Em tempos difíceis, criar espaços de enfrentamento é resistência ao fascismo

Paula Maciulevicius | 04/09/2016 10:25
A bandeira arco-íris com suas diferentes cores simbolizam a diversidade na comunidade homossexual. (Foto: Benson Kua/CC BY-SA 2.0/Wikimedia Commons)
A bandeira arco-íris com suas diferentes cores simbolizam a diversidade na comunidade homossexual. (Foto: Benson Kua/CC BY-SA 2.0/Wikimedia Commons)

Na última sexta-feira, o Grupo de Pesquisa em Gênero, Sexualidade e Diferenças, Imprópria, da UFMS, trouxe a Campo Grande a professora Simone Becker, da UFGD, para a aula inaugural do curso "Democracia, Gênero, Sexualidade e Diferenças". A palestra foi uma verdadeira aula sobre como resistir em tempos em que o diálogo é quase impossível.

Graduada em Direito, mestre e doutora em Antropologia Social, Simone é pesquisadora nos temas sexualidade, gênero, raça e etnia.
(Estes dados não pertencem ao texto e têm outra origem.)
PR #1226, opened 2026-05-18
Fix ECS label attribute handling in `TranslateResourceMetadata` and `Remap*` functions

lahsivjar:
### Bugs fixed

**1. Panic in `Remap*` functions during map iteration**

`RemapLogRecordAttributesToECSLabels` (and the equivalent span/metric variants) used `Range` to iterate the attribute map while inserting new keys into it. This caused a panic for three cases: map/bytes/empty-typed attribute values (removed with no compensating insert), a plain attribute whose sanitized destination key already existed, and two attributes whose keys both sanitize to the same output key. Fixed by switching to `RemoveIf` with deferred insertions collected into a slice and applied after iteration completes.

**2. APM intake path double-prefixing `labels.*` resource attributes**

The APM intake receiver places `labels.<key>` and `numeric_labels.<key>` directly on resource attributes (already sanitized). `TranslateResourceMetadata` was treating these as raw unsupported keys and fully re-normalizing them, producing `labels.labels_my_value` instead of `labels.my_value`. Fixed by adding a `sanitizeExistingLabels bool` parameter: the APM enricher path (`telemetry.sdk.name == "ElasticAPM"`) passes `true`, which sanitizes only the suffix of existing `labels.*`/`numeric_labels.*` keys; the OTel path passes `false` and retains the existing full re-normalization behaviour.

### Validation

Both behaviours are validated against `apm-data` (`input/otlp/traces_test.go`) — apm-data silently drops map/bytes/empty typed attributes and applies last-writer-wins on key collisions, which matches the processor's behaviour after this fix.


processor/elasticapmprocessor/internal/ecs/ecs_translation.go
```diff
@@ -37,17 +38,26 @@ const (
...
+// Moves unsupported attributes to labels.* / numeric_labels.* (key sanitized),
 // and leaves supported ECS attributes unchanged.
-func TranslateResourceMetadata(resource pcommon.Resource) {
+//
+// When sanitizeExistingLabels is true (APM intake path), existing labels.* /
+// numeric_labels.* keys have only their suffix sanitized (reserved characters
+// replaced). All other unsupported attributes are fully re-normalized.
+// When false (OTel path), all unsupported attributes — including any that
+// already carry a labels.* prefix — are treated as raw keys and re-normalized
+// from scratch.
```
lahsivjar, line 55: [**For reviewers**] This is validated in apm-data, see https://github.com/lahsivjar/apm-data/pull/new/mOTLP-test

processor/elasticapmprocessor/testdata/ecs/elastic_span_db/output.yaml
```diff
@@ -314,6 +277,43 @@ resourceSpans:
         - key: agent.activation_method
           value:
             stringValue: automatic
+        - key: labels.unsupported_key
+          value:
+            stringValue: foo
+        - key: labels.labels_my_value
```
lahsivjar, line 283: [**For reviewers**] The double normalization (`labels.labels*`) is expected, see the prior comment about apm-data behaviour for MIS OTel mode - I dond't change the input data so this is emulating OTel data sent to MIS with attributes set as `labels.xxx`.

processor/elasticapmprocessor/internal/ecs/ecs_translation.go
```diff
@@ -329,105 +357,97 @@ func RemapMetricDataPointAttributesToECSLabels(attributes pcommon.Map) {
...
-func truncatePreservedStringAttribute(attributes pcommon.Map, key string, value pcommon.Value) {
+func truncatePreservedStringAttribute(value pcommon.Value) {
 	if value.Type() != pcommon.ValueTypeStr {
 		return
 	}
-	truncated := sanitize.Truncate(value.Str())
-	if truncated != value.Str() {
-		attributes.PutStr(key, truncated)
+	if truncated := TruncateToECSMaxLength(value.Str()); truncated != value.Str() {
+		value.SetStr(truncated)
```
lahsivjar, line 383: [**For reviewers**] We are only changing the value here - this is okay but what we were doing previously was not okay as we were inserting a new attribute while iterating over the `pcommon.Map`

processor/elasticapmprocessor/internal/ecs/ecs_translation_test.go
```diff
@@ -381,6 +388,87 @@ func TestRemapLogRecordAttributesToECSLabels(t *testing.T) {
...
+				"labels.a3":        "v",
+				"labels.a4":        "v",
+				"labels.a5":        "v",
+				"labels.a6":        "v",
+				"labels.a7":        "v",
+				"labels.a8":        "v",
+				"labels.a9":        "v",
+			},
+			wantAbsent: []string{"a0", "a1", "a2", "a3", "a4", "a5", "a6", "a7", "a8", "a9"},
+		},
```
lahsivjar, line 471: [**For reviewers**] These are the test cases that would fail/cause panic.

processor/elasticapmprocessor/internal/ecs/ecs_translation.go
```diff
@@ -37,17 +37,26 @@ const (
 	ecsAttrOpenCensusExporterVersion = "opencensus.exporterversion"
 )
 
+// kv is a key-value pair for collecting deferred attribute insertions after a RemoveIf pass.
+type kv struct {
```
vigneshshanmugam, line 41: nit: cant we use the otlpcommon.KeyValue ? I havent checked it though, just asking.

processor/elasticapmprocessor/internal/ecs/ecs_translation.go
```diff
@@ -329,105 +357,97 @@ func RemapMetricDataPointAttributesToECSLabels(attributes pcommon.Map) {
...
-		attributes.PutDouble("numeric_labels."+key, value.Double())
+		return kv{k: "numeric_labels." + sanitizedKey, v: pcommon.NewValueDouble(value.Double())}
 	case pcommon.ValueTypeSlice:
 		slice := value.Slice()
 		if slice.Len() == 0 {
-			return
+			return kv{}
 		}
 		switch slice.At(0).Type() {
+		// TODO(lahsivjar): Can we assume all are same type and just use pcommon.Value#CopyTo?
```
vigneshshanmugam, line 404: ++ was wondering the same as the logic seems to be the same for everything.

vigneshshanmugam (approved):
LGTM, thanks for the detailed test-cases, made it easier for the review.

processor/elasticapmprocessor/internal/ecs/ecs_translation.go
lahsivjar: That's from the proto package (and protocommon.KeyValue is also a proto struct), I don't think we need that heavy dependency just for this purpose. Happy to discuss further - can do a followup if we decide later.

processor/elasticapmprocessor/internal/ecs/ecs_translation.go
lahsivjar: Yeah, I am not sure too. I didn't want to do too drastic of a change to start with so will review this a bit later.

vigneshshanmugam: Sounds good.

PR #1232, opened 2026-05-22
chore: fix std lib & other vulnerabilities

Kavindu-Dodan:
### Overview 

Attempt to fix stdlib vulnerabilities.

Go vulnerability scanner start complaining about standard library errors in 1.25.x variants

For example, 

```
    Excessive resource consumption when printing error string for host
    certificate validation in crypto/x509
  More info: https://pkg.go.dev/vuln/GO-2025-4155
  Standard library
    Found in: crypto/x509@go1.25.4
    Fixed in: crypto/x509@go1.25.5
    Example traces found:
      #1: internal/metadatatest/generated_telemetrytest.go:35:37: metadatatest.NewSettings calls connectortest.NewNopSettings, which eventually calls x509.Certificate.Verify
      #2: internal/metadatatest/generated_telemetrytest.go:35:37: metadatatest.NewSettings calls connectortest.NewNopSettings, which eventually calls x509.Certificate.VerifyHostname
```

And see this build - https://github.com/elastic/opentelemetry-collector-components/actions/runs/26304085983/job/77436324160?pr=1231 

### The Fix

This PR attempts to bump to go 1.26.0 along with toolchain fix to get rid of the vulnerabilities.

- Why 1.26.0 ? There were some modules already in 1.26.0. Hence, upgraded all modules to align with tooling and module needs .


efd6 (approved):

straistaru (approved):

connector/profilingmetricsconnector/go.mod
```diff
@@ -1,6 +1,8 @@
 module github.com/elastic/opentelemetry-collector-components/connector/profilingmetricsconnector
 
-go 1.25.0
+go 1.26.0
```
florianl, line 3: Go 1.25 still needs to be supported.

florianl (changes requested):

connector/profilingmetricsconnector/go.mod
efd6: Counter proposal here #1234.

florianl: #1234 looks like a more reasonable approach to me. Thanks @efd6

efd6:
@Kavindu-Dodan The counter proposal was merged, so this is no longer required.

Kavindu-Dodan:
> @Kavindu-Dodan The counter proposal was merged, so this is no longer required.

Thank you @efd6 for the alternative fix. I attempted to do something similar but it failed. Anyway this should have been the right approach.

PR #1237, opened 2026-05-27
Improve telemetry of the ratelimit processor

straistaru:
#### Two new metrics

| Metric | Type | When recorded |
|--------|------|---------------|
| `otelcol_ratelimit.delay_duration` | Histogram | Only when a request actually waited (`throttle_behavior: delay`) |
| `otelcol_ratelimit.tokens` | Gauge | Every request — shows current token bucket level, negative means active debt |

#### Richer `decision` attribute on `otelcol_ratelimit.requests`

Previously only `accepted` / `throttled` were distinguishable via the error return. Now every outcome is explicit:

| `decision` | `reason` | Meaning |
|------------|----------|---------|
| `accepted` | `under_limit` | Tokens available, passed immediately |
| `delayed` | `over_limit` | Waited for bucket to refill, no error returned |
| `throttled` | `over_limit` | Rejected — bucket empty in error mode |
| `cancelled` | `over_limit` | Was waiting in delay mode but client context was cancelled |

#### Internal: `RateLimiter.RateLimit` now returns `RateLimitResult`

The interface changed from `RateLimit(ctx, n) error` to `RateLimit(ctx, n) (RateLimitResult, error)`. The result carries `Decision`, `Delay`, `Tokens`, and `ConfigRate` so the processor layer can record all telemetry without the rate limiter needing any OTel imports.

### Test improvements

- `TestConsume_DelayMode` and `TestConsume_DelayMode_ContextCancelled` are now table-driven over all four signal types (logs, metrics, traces, profiles) — previously only logs were covered in delay mode.
- `local_test.go` now asserts `Decision`, `Delay`, and `ConfigRate` on all core behaviour tests, closing a gap where a wrong return value from `local.go` would have gone undetected.

### DIFF
--- a/processor/ratelimitprocessor/local.go
+++ b/processor/ratelimitprocessor/local.go
@@ -77,13 +77,20 @@ func (r *localRateLimiter) RateLimit(ctx context.Context, hits int) (RateLimitRe
 	})
 	state := v.(*keyState)
 
+	// preTokens is the bucket level before this request consumes anything.
+	// PreTokens < 0 means the bucket was already in deficit on arrival —
+	// a reliable signal for genuine sustained throttling (vs. a transient
+	// batching spike that clears before the next request).
+	preTokens := state.limiter.Tokens()
+
 	// makeResult captures the current token level and config for telemetry.
 	makeResult := func(decision Decision, delay time.Duration) RateLimitResult {
 		return RateLimitResult{
-			Decision:   decision,
-			Delay:      delay,
-			Tokens:     state.limiter.Tokens(),
-			ConfigRate: float64(cfg.Rate),
+			Decision:     decision,
+			Delay:        delay,
+			TokensBefore: preTokens,
+			TokensAfter:  state.limiter.Tokens(),
+			ConfigRate:   float64(cfg.Rate),
 		}
 	}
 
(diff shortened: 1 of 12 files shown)


processor/ratelimitprocessor/local.go
```diff
@@ -65,43 +65,62 @@ func (r *localRateLimiter) Shutdown(_ context.Context) error {
...
+			TokensAfter:  state.limiter.Tokens(),
+			ConfigRate:   float64(cfg.Rate),
+		}
+	}
 
 	switch cfg.ThrottleBehavior {
 	case ThrottleBehaviorError:
-		if ok := limiter.AllowN(time.Now(), hits); !ok {
-			return errorWithDetails(errTooManyRequests, cfg)
+		if ok := state.limiter.AllowN(time.Now(), hits); !ok {
```
michalpristas, line 93: i mean yes, but at this time before tokens may be different value right? it's not inside a critical section nor it needs to be just for sake of tokens reporting.
this one also should not consume tokens if it fails but values will be different, it makes sense. if this is in reserveAll it could be in a single block behind a lock and this way it would probably be more accurate
it all depends on what are we trying to observe using before after.

michalpristas (approved):

processor/ratelimitprocessor/local.go
straistaru: Good shout.
I've fixed the accuracy of both `tokens_before` and `tokens_after` and placed them in `reserverAll()`.
I also made it so that these metrics will be emitted for `throttle_behavior: delay` only. It doesn't make sense to have them on `throttle_behavior: error`, as excess events will just be dropped.

michalpristas (approved):
beautiful

PR #1238, opened 2026-05-27
fix(receiver/elasticapmintake): reduce intake batch wait latency

vigneshshanmugam:
## Summary
- Consume non-empty logs, metrics, and traces concurrently within each Elastic APM intake batch.
- Preserve existing request semantics by waiting for all downstream consumers before returning.
- Add configurable `batch_size` for intake v2 processing, keeping the default at `10`.
- Add regression coverage for concurrent signal consumption and configured batch sizing.

## Test plan
- `go test -run 'TestLoadConfig|TestEventsHandlerUsesConfiguredBatchSize|TestConsumeOTelConsumesSignalsConcurrently' -count=1 ./...`
- `go test ./...`

### DIFF
--- a/receiver/elasticapmintakereceiver/receiver_test.go
+++ b/receiver/elasticapmintakereceiver/receiver_test.go
@@ -25,6 +25,7 @@ import (
 	"flag"
 	"io"
 	"net/http"
+	"net/http/httptest"
 	"os"
 	"path/filepath"
 	"testing"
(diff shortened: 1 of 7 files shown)


receiver/elasticapmintakereceiver/receiver_test.go
```diff
@@ -681,6 +735,106 @@ func TestMetadataPropagation(t *testing.T) {
 	}
 }
 
+func TestConsumeOTelConsumesSignalsConcurrently(t *testing.T) {
```
lahsivjar, line 738: **nit, feel free to ignore** I don't think this is worth testing, the complexity of this test is greater than the value it provides.

lahsivjar (approved):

O curso é um projeto de extensão que envolve acadêmicos de fora da Universidade e diferentes grupos da sociedade que vão contar em encontros, experiências e também suas pesquisas, para no final, escreverem projetos de atuação em diferentes comunidades a partir do tema: democracia, gênero, sexualidade e diferenças.

Um dos coordenadores do curso, professor Tiago Duque, explica que o objetivo é tornar público o conhecimento científico sobre o assunto.

Simone Becker esteve na Capital para a aula inaugural do curso "Democracia, Gênero, Sexualidade e Diferenças", projeto de extensão da UFMS.
Simone Becker esteve na Capital para a aula inaugural do curso "Democracia, Gênero, Sexualidade e Diferenças", projeto de extensão da UFMS.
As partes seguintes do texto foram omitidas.